(i) ${}^{13}/{}_{3125}$
(ii) ${}^{17}/{}_{8}$
(iii) ${}^{64}/{}_{455}$
(iv) ${}^{15}/{}_{1600}$
(v) ${}^{29}/{}_{343}$
(vi)$23/{{2}^{3}}{{5}^{2}}$
(vii) ${}^{129}/{}_{{{2}^{2}}{{5}^{7}}{{7}^{5}}}$
(viii) ${}^{6}/{}_{15}$
(ix) ${}^{35}/{}_{50}$
(x) ${}^{77}/{}_{210}$
Note: If the denominator has only factors of 2 and 5 or in the form of ${{2}^{m}}\times {{5}^{n}}$ then it has terminating decimal expansion.
If the denominator has factors other than 2 and 5 then we can say that it has a non-terminating decimal expansion.
(i) ${}^{13}/{}_{3125}$
Factorizing the denominator, we get,
$3125=5\times 5\times 5\times 5\times 5={{5}^{5}}$
Since, the denominator has only 5 as its factor, ${}^{13}/{}_{3125}$ has a terminating decimal expansion.
(ii)${}^{17}/{}_{8}$
Factorizing the denominator, we get,
$8=2\times 2\times 2$
Since, the denominator has only 2 as its factor, ${}^{17}/{}_{8}$ has a terminating decimal expansion.
(iii) ${}^{64}/{}_{455}$
Factorizing the denominator, we get,
$455=5\times 7\times 13$
Since, the denominator is not in the form of ${{2}^{m}}\times {{5}^{n}}$ ,thus ${}^{64}/{}_{455}$ has a non-terminating decimal expansion.
(iv)${}^{15}/{}_{1600}$
Factorizing the denominator, we get,
$1600={{2}^{6}}\times {{5}^{2}}$
Since, the denominator is in the form of ${{2}^{m}}\times {{5}^{n}}$ , thus ${}^{15}/{}_{1600}$ has a terminating decimal expansion.
(v)${}^{29}/{}_{343}$
Factorizing the denominator, we get,
$343=7\times 7\times 7$
Since, the denominator is not in the form of ${{2}^{m}}\times {{5}^{n}}$ thus ${}^{29}/{}_{343}$ has a non-terminating decimal expansion.
(vi)${}^{23}/{}_{{{2}^{3}}{{5}^{2}}}$
Clearly, the denominator is in the form of ${{2}^{m}}\times {{5}^{n}}$
Hence, ${}^{23}/{}_{{{2}^{3}}{{5}^{2}}}$ has a terminating decimal expansion.

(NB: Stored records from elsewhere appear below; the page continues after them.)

PR #1059, opened 2015-06-25
Add Persian (fa-IR).

MJ-Vakili:


src/locale/bootstrap-table-fa-IR.js
```diff
@@ -0,0 +1,43 @@
+/**
+ * Bootstrap Table English translation
+ * Author: Zhixin Wen<wenzhixin2010@gmail.com>
```
wenzhixin: update the author information please.

PR #1073, opened 2015-06-26
Added Strict search option, group-by extension

### LINKED ISSUE #694: Group and Ungroup table rows based on column name
In the boot strap table, group and un-group table rows based on column name. For example in a given table below grouping is done using column  workflow name

table
groupby

### LINKED ISSUE #1066: Strict filtering required.
If I've got few columns with data for example [{"column": 1}, {"column": 14}, {"column": 18}, {"column": 21}]. So in filter I select "1", it will show me every row. In this case I propose to add strict filtering. So I am as user will be able to filter data and get rows contains only number 1.

djhvscf:
Fix #1066 
Example [here](http://jsfiddle.net/djhvscf/e3nk137y/2247/)

Example for group-by extension [here](http://jsfiddle.net/djhvscf/e3nk137y/2258/)
Fix #694


gowthamsathiya:
@djhvscf instead of specifying data-group-by-field statically as an attribute to table, can we specify dynamically such that selecting the attribute from dropdown and making groupBy over that selected attribute?

djhvscf:
@gowthamsathiya See this: https://github.com/wenzhixin/bootstrap-table/pull/1381

PR #1083, opened 2015-06-28
fixed column state cookie [issue 1078]

jetsaredim:
This should fix issue 1078 by adding the correct reference to the columns array


wenzhixin:
In latest version, have changed columns from `this.options.columns` to `this.columns`.

jetsaredim:
Ah, ok.  Version is still listed as 1.8.1 in all of the sources but that doesn't match the 1.8.1 that's out in the cdn hence my confusion.  I usually don't like to host js libs like this but I guess I'll have to make a local copy of both the extension and the main lib...  Sorry for the clutter then.

PR #1117, opened 2015-07-02
Don’t wait when applying searchText from options

### LINKED ISSUE #1116: Don't use searchTimeOut when loading data with searchText
Right now, when data loads, you can see the search query, as well whole data, after after 500ms it applies the search and the data is filtered. `searchTimeOut` should only throttle the search input.

dbkaplun:
Closes #1116


wenzhixin:
Thanks!!

PR #1129, opened 2015-07-05
Adds directive-updated event

dbkaplun:
Adds directive-updated event
Performance improvements — use event delegation


wenzhixin:
In fact, you don't need to modify other files, in addition to `src/extensions/angular/bootstrap-table-angular.js`

PR #911, opened 2023-04-19
fix: fix docarray at v1

ZiniuYu:
This PR aims to prevent the installation of DocArrayV2, as we have encountered some compatibility issues that require further investigation. While this solution is temporary, it will allow us to ensure that our codebase remains stable and free from potential conflicts.

After conducting a thorough investigation of the compatibility of DocArrayV2, we will determine the best course of action moving forward. Until then, we appreciate your patience and understanding as we work to maintain the integrity of our codebase.


numb3r3 (approved):
LGTM

PR #253, opened 2019-05-20
[Meja] Only resolve implicit arguments when the instance is a supertype

mrmr1993:
This PR
- adds an `is_subtype` method
- uses `is_subtype` to check whether instances are general enough to catch all the cases necessary
  * this fixes a bug (which made my computer OOM :sweat_smile:) that would recursively try and fill an implicit variable of type `'a` with an instance of type `poly('a)`.

### DIFF
--- a/meja/src/typechecker.ml
+++ b/meja/src/typechecker.ml
@@ -145,6 +145,16 @@ let check_type ~loc env typ constr_typ =
   | () ->
       ()
 
+(** [is_subtype ~loc env typ ~of_:ctyp] returns whether [typ] is a subtype of
+    [ctyp], instantiating any variables in [ctyp] to those they match with in
+    [typ].
+
+    If this function returns [false], the [ctyp] value *must not* be used,
+    since its variables may have been instantiated incorrectly. A type
+    containing only fresh variables should be used.
+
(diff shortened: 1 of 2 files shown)


meja/src/typechecker.ml
```diff
@@ -145,6 +145,101 @@ let check_type ~loc env typ constr_typ =
   | () ->
       ()
 
+(** [is_subtype ~loc env typ ~of_:ctyp] returns whether [typ] is a subtype of
+    [ctyp], instantiating any variables in [ctyp] to those they match with in
+    [typ].
+
+    If this function returns [false], the [ctyp] value *must not* be used,
```
bkase: a bit scary, would be nice if you could instead return an option or something, but I imagine the mutability here is pretty ingrained

mrmr1993: I was hitting some performance and consistency problems using a model without mutation. Currently I'm working towards making all the typechecking use mutability, to simplify the algorithms and give us speed and memory-usage improvements.

Once this is done (and the stdlib is working properly), I'm going to add backtracking, so we can recover a working environment when things like this happen. For now, I agree that this is worrying, but I don't have a better solution before the prereqs are in place..

Thanks for approving.

PR #255, opened 2019-05-20
[Meja] codegen typ generation

mrmr1993:
This PR
* switches `Codegen` to produce parsetree-like code instead of fake typed tree code
* adds some stub interface files to let the new `Codegen` code compile
* updates the expected output

This includes PRs #253 and #254.

Quirks:
* At present, we generate too many implicit variables when generating a `Typ.t`. In particular, the instances used for `alloc` and `check` depend only on the `var` and `value` parameters respectively, and the typechecker doesn't know that these variables can be unified.
  - I'm working on a re-work of the unification and depth logic, which will make these identifiable by their lower depth, as well as giving a nice speed-up.

### DIFF
--- a/meja/tests/records.ml
+++ b/meja/tests/records.ml
@@ -35,14 +35,10 @@ include struct
                     Typ.Alloc.return {a; b; c} ) ) )
     ; Typ.check=
         (fun {a; b; c; _} ->
-          (fun x f -> f x)
-            ((Typ.check __implicit1__) c)
-            (fun c ->
-              (fun x f -> f x)
-                ((Typ.check __implicit2__) b)
-                (fun b ->
-                  (fun x f -> f x) ((Typ.check __implicit3__) a) (fun a -> ())
-                  ) ) ) }
+          (Typ.check __implicit1__) c ;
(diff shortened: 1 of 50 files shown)


meja/tests/records.ml
```diff
@@ -40,30 +56,46 @@ module X = struct
   include struct
     type 'a t = {a: 'a; b: 'a; c: 'a}
 
-    let typ : (_, _ t) Typ.t =
+    let typ __implicit24__ __implicit23__ __implicit22__ __implicit21__
```
imeckler: Shouldn't this just have one implicit argument?

imeckler: Ah I guess this is fixed in https://github.com/o1-labs/snarky/pull/256 ?

mrmr1993: Not quite, #256 is part of the fix, but I'm not quite finished with the unification changes to make it work properly.

I've spun this out as its own PR because the old version was fragile and needed updating with nearly every typechecker change, whereas the new version generates a parsetree and lets the typechecker handle it as normal.

PR #258, opened 2019-05-22
[Meja] Add row types

mrmr1993:
This PR adds row types to the parser and typechecker.

Currently, the row types cannot be instantiated, since they are incompatible with OCaml's row types. Instead, these will be a phantom type parameter (not exported to OCaml), which classifies which constructors of an open type (notably either `request` or `exn`) a value may represent, and allow other types to express relations between them in terms of these phantom types.

For example, request handlers will be of the type `(_, _, ['a]) Checked -> (_, _, [['a] - [Handled_request]]) Checked)`.

### DIFF
--- a/meja.opam
+++ b/meja.opam
@@ -14,6 +14,7 @@ depends: [
   "ocaml-compiler-libs"
   "ppxlib"
   "ppx_jane"
+  "ppx_deriving"
   "dune"                {build & >= "1.0+beta12"}
 ]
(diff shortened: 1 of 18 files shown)


imeckler:
The intended use for these is for tracking effects right? Maybe it would be better to have a separate "kind" for requests to disallow stuff that doesn't make sense in OCaml? Or is that worse ergonomically? Maybe we should write some "real" programs and see what looks good/makes sense.

PR #262, opened 2019-05-30
Add a function to check that the keys in a keypair are compatible

mrmr1993:
This PR
* adds the `check`/`check_keys` functions to the snarky interface
* implements a fast check for the GG and BG backends, checking for equality between the shared component of the proving and verification keys (`delta_g2`)
* stubs the check for the GM backends to always return true
  - it would be good to find a cheap test for these as well


src/libsnark.ml
```diff
@@ -1481,6 +1485,17 @@ module Make_proof_system_keys (M : Proof_system_inputs_intf) = struct
...
         let t = stub sys in
         Caml.Gc.finalise delete t ; t
+
+    let of_keys =
+      let stub =
+        foreign (func_name "of_keys")
+          (Proving_key.typ @-> Verification_key.typ @-> returning typ)
+      in
+      fun pk vk ->
+        let t = stub pk vk in
```
cmr: I think we should `assert (check t)`.

src/camlsnark_c/libsnark-caml/libsnark/caml/caml_bn128.cpp
```diff
@@ -720,6 +720,18 @@ r1cs_gg_ppzksnark_keypair<ppT>* camlsnark_bn128_keypair_create(
   return new r1cs_gg_ppzksnark_keypair<ppT>(res);
 }
 
+r1cs_gg_ppzksnark_keypair<ppT>* camlsnark_bn128_keypair_of_keys(
+    r1cs_gg_ppzksnark_proving_key<ppT>* pk,
+    r1cs_gg_ppzksnark_verification_key<ppT>* vk) {
+  r1cs_gg_ppzksnark_proving_key<ppT> pk_(*pk);
```
cmr: The proving key is quite large. It is unfortunate that this copies it.

mrmr1993:
Stale, we don't use libsnark any more

PR #263, opened 2019-05-30
Remove typo in pattern variable printing

mrmr1993:
This makes pattern variables print properly, e.g. `let {foo= bar} = x;` instead of `let {foo= 'bar} = x;`.


mrmr1993:
Closing. This is included in #264.

PR #287, opened 2019-06-25
[Meja] Add support for applying optional arguments with labels directly

mrmr1993:
This PR
* tweaks unification so that `f(~x= ..., ...)` typechecks when we have `f : ?x:... -> ...`
* adds some tests


meja/src/initial_env.ml
```diff
@@ -115,3 +115,5 @@ module Type = struct
 
   let list a = TypeDecl.mk_typ list ~params:[a] env
 end
+
+let () = Envi.Type.mk_option := Type.option
```
imeckler: :)

PR #289, opened 2019-06-25
[Meja] Fix parsing bug so that request and handler may be function argument labels

mrmr1993:


imeckler:
Hm -- do you know if there's any reason why in OCaml keywords can't be labels? Seems like an unnecessary restriction no?

mrmr1993:
>  do you know if there's any reason why in OCaml keywords can't be labels? Seems like an unnecessary restriction no?

Can't think of one, I'll try and make a PR over there at some point :smile:

mrmr1993:
On reflection, the reason that this isn't done in OCaml is that there is no clear distinction between function application `f a` and expressions involving keywords `let x`. Especially within the toplevel, this would lead to parser ambiguity.

More importantly, we already have this overloading everywhere except labels. This PR is really a typo fix in the parser (`LIDENT` -> `lident`).

We shouldn't need to worry about `handler` and `request` being identifiers, because
* function application is `f(a)`, and the next token must be separated by some non-whitespace character
* `request` (at the expression level) takes the form `request(type) Constructor`
  - technically `()` is a constructor, so there is ambiguity in `request(type) ()`. This is a bug separate to this PR; I will disallow `()`, `true`, `false`, etc. as request names later, since I don't think we ever want them anyway.
  - there is no other overlap between expressions involving identifiers and uses of `request`.
* `handler` is only used in the form `with handler` currently, so it is always unambiguous
  - the extra syntax (which I will re-add post the reworked stdlib) is also always unambiguous:
```
handle {
  | pattern => expression
  ...
  }
```

PR #292, opened 2019-06-25
[Meja] Add support for if (...) { ... } else { ... } syntax

mrmr1993:
This PR adds support for `if` statements. In particular, this supports the forms:
```js
/* if with no else statement, return value must be unit */
if (...) {
  ...
}

/* classic if-else */
if (...) {
  ...
} else {
  ...
}

/* combined if-else-if (can terminate in an `else if`, in which case it must have type `unit`) */
if (...) {
  ...
} else if (...) {
  ...
} else if (...) {
  ...
} ...
```


imeckler:
Can you do `let x = if (b) { 1; } else if (b') { 2; } else { 3; }` ? For some reason I remember trying this and it didn't work -- not a big deal, just wondering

(vii) ${}^{129}/{}_{{{2}^{2}}{{5}^{7}}{{7}^{5}}}$
As you can see, the denominator is not in the form of ${{2}^{m}}\times {{5}^{n}}$
Hence, ${}^{129}/{}_{{{2}^{2}}{{5}^{7}}{{7}^{5}}}$has a non-terminating decimal expansion.
(viii) ${}^{6}/{}_{15}$
${}^{6}/{}_{15}={}^{2}/{}_{5}$
Since, the denominator has only 5 as its factor,
thus, ${}^{6}/{}_{15}$ has a terminating decimal expansion.
(ix) ${}^{35}/{}_{50}$
${}^{35}/{}_{50}={}^{7}/{}_{10}$
Factorising the denominator, we get,
$10=2\times 5$
The denominator is in the form of ${{2}^{m}}\times {{5}^{n}}$ where m and n are non negative integers
Hence, ${}^{35}/{}_{50}$ has a terminating decimal expansion.
(x) ${}^{77}/{}_{210}$
${}^{77}/{}_{210}$=${}^{7\times 11}/{}_{7\times 30}$ $={}^{11}/{}_{30}$
Factorising the denominator, we get,
$30=2\times 3\times 5$
The denominator is not in the form of ${{2}^{m}}\times {{5}^{n}}$ .where m and n are non negative integers.
Hence, ${}^{77}/{}_{210}$ has a non-terminating repeating decimal expansion.